TASK BRIEF. All lines in the entries below that hold "release" make up the answer.
· · · · · · ·
PR #342, opened 2024-02-05
chore: use latest commit SHA to trigger the nightly release

kemingy:


kemingy:
It seems the release edit type only checks the **release title**.

I have verified that the `gh release upload` will override the old artifacts.

gaocegege (approved):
· · · · · · ·
SOLUTION.
chore: use latest commit SHA to trigger the nightly release
It seems the release edit type only checks the **release title**.
I have verified that the `gh release upload` will override the old artifacts.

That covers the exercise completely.